__INFORMATION PROVIDED__:
======

PR #4002, opened 2024-10-15
Remove Ruby 2.3 version checks in Configuration and workers

RicardoTrindade:
Similar to https://github.com/DataDog/dd-trace-rb/pull/3998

======

__TASK TO CARRY OUT__:
Please restate word for word only the lines running from the line that contains "Remove Ruby 2.3" to the final line of the listing above.

__ANSWER FOR THE TASK__:
Remove Ruby 2.3 version checks in Configuration and workers

RicardoTrindade:
Similar to https://github.com/DataDog/dd-trace-rb/pull/3998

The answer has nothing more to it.